Pues, para empezar no seria "You were rode hard and put away wet"....?

Pero bueno, esta frase denota el uso de X y el desgaste de X mediante el proceso que se llevo  acabo. Traducir de manera literal seria imposible. Uhh, I honestly am wracking my brain thinking of an equivalent of expression but none have came to mind, sorry.

Edit:
The closest I could come up with is;
"Todo por servir se acaba"

Which is a slightly less cynical version of the original posters phrase.


----------



## aztlaniano

gengo said:


> Most often, it was used to refer to a person who had had a hard life, or a woman who had been badly used by the men in her life.  The image is of a poor horse who not only was ridden hard, but was stabled without being properly brushed and cared for.  In a person, this would be someone who had the look of being beaten down by the world or some situation.



Yep.


----------



## aztlaniano

Amapolas said:


> hecha polvo,





Rarjilof said:


> "estás hecha unos zorros".


Esas, como algunas otras entradas, no captan la idea, que es de haber sido abusado por alguien.


----------



## pachanga7

gengo said:


> I've heard it used a number of times.  Most often, it was used to refer to a person who had had a hard life, or a woman who had been badly used by the men in her life.
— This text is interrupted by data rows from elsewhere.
PR #818, opened 2017-03-09
Cut uaa-auth service from experimental services

brittag:
It's *too* experimental. Also update warning.

PR #823, opened 2017-03-13
Add "Experimental" to alpha service descriptions

adborden:
https://favro.com/card/1e11108a2da81e3bd7153a7a/18F-3602

### DIFF
--- a/data/services/aws-rds.toml
+++ b/data/services/aws-rds.toml
@@ -1,3 +1,5 @@
+# Service metadata lives
+# https://github.com/18F/aws-broker/blob/59f949b/catalog-template.yml#L8
 name = "aws-rds"
 page_name = "relational-database"
 description = "Persistent, relational databases using Amazon RDS"
--- a/data/services/cdn-route.toml
+++ b/data/services/cdn-route.toml
@@ -1,3 +1,5 @@
+# Service metadata lives
+# https://github.com/18F/cf-cdn-service-broker/blob/d44bc1a/catalog.json#L4
 name = "cdn-route"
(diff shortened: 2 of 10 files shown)


data/services/aws-rds.toml
```diff
@@ -1,3 +1,5 @@
+# Service metadata lives
+# https://github.com/18F/aws-broker/blob/59f949b/catalog-template.yml#L8
```
brittag, line 2: Nice idea! Suggest using the branch URLs - such as https://github.com/18F/aws-broker/blob/master/catalog-template.yml#L8

adborden: I usually avoid branch URLs because then the line number can change or file can be moved and then the user is totally in the dark after clicking the link. Users can track a commit through it's history to find where the line moved to if they're looking for recent history.

brittag: Interesting point! I think in general if the file moves, we should update the links in these comments - my hope would be that the editor of this file would be able to hop over to the referenced file and edit the description to match.

brittag: Actually the best resolution for this might be to skip thinking about the "best" strategy, keep these URLs since they definitely serve as a helpful hint, and hope for the glorious future of https://favro.com/card/1e11108a2da81e3bd7153a7a/18F-3375 :)

brittag:
Ah, let's do one more thing - delete the `uaa-auth.toml` file so that it no longer shows up in the services table, since we've discontinued offering that service for now (https://github.com/18F/cg-site/pull/818).

brittag (approved):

Debería ser de uso más extentido en el oeste, y como yo nunca he vivido allí...

Sigo pensando que sería una lástima convertir caballos en zorros o lo que sea, y no veo por qué no traducirlo literalmente, creo que la idea se entiende por sí y por el contexto, ¿no? Me gusta la sugerencia que hizo Rodal, por muy sucinta que sea: Te cabalgaron duro y te guardaron mojado

Menciono la gramática porque se trata del habla de la región y también estaría bien si la traducción utilizara una gramática propia a los vaqueros hispanos o españoles si hay.


----------



## gengo

pachanga7 said:


> Sigo pensando que sería una lástima convertir caballos en zorros o lo que sea, y no veo por qué no traducirlo literalmente, creo que la idea se entiende por sí y por el contexto, ¿no? Me gusta la sugerencia que hizo Rodal, por muy sucinta que sea: Te cabalgaron duro y te guardaron mojado.



I agree, because the context is an American movie, and it is natural for the subtitles to reflect American Western speech.  In other contexts, a literal translation might not be appropriate.


----------



## chileno

Te usaron como estropajo y más encima te pusieron de vuelta en el closet sin limpiarte...


----------



## broken tree house

A tí te pasó como a los caballos arrieros, te hincaron las espuelas a más no poder y sin más te enjaularon todo sudado y sediento.


----------



## Rodal

broken tree house said:


> A tí te pasó como a los caballos arrieros, te hincaron las espuelas a más no poder y sin más te enjaularon todo sudado y sediento.



 ¡me gusta!


----------



## gengo

broken tree house said:


> A tí te pasó como a los caballos arrieros, te hincaron las espuelas a más no poder y sin más te enjaularon todo sudado y sediento.



I think that is just too long.  Especially if the translation is for subtitles.


----------



## Rodal

How about (tomando las palabras de broken tree house): Te hincaron las espuelas hasta no dar más y luego te guardaron todo sudado.


----------



## k-in-sc

Since the movie is set in the Midwest, not the old West, it's probably not necessary to preserve the cowboy talk for the Spanish version.


----------



## helenduffy

Te pasaron por la quilla.


----------